• _Assigned task_:
Give back each line of the listing precisely as written.

• _Provided data_:
((
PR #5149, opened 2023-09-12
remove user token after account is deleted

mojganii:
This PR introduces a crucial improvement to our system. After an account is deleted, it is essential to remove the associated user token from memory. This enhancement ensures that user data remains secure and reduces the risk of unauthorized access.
))
• _The answer_:
PR #5149, opened 2023-09-12
remove user token after account is deleted

mojganii:
This PR introduces a crucial improvement to our system. After an account is deleted, it is essential to remove the associated user token from memory. This enhancement ensures that user data remains secure and reduces the risk of unauthorized access.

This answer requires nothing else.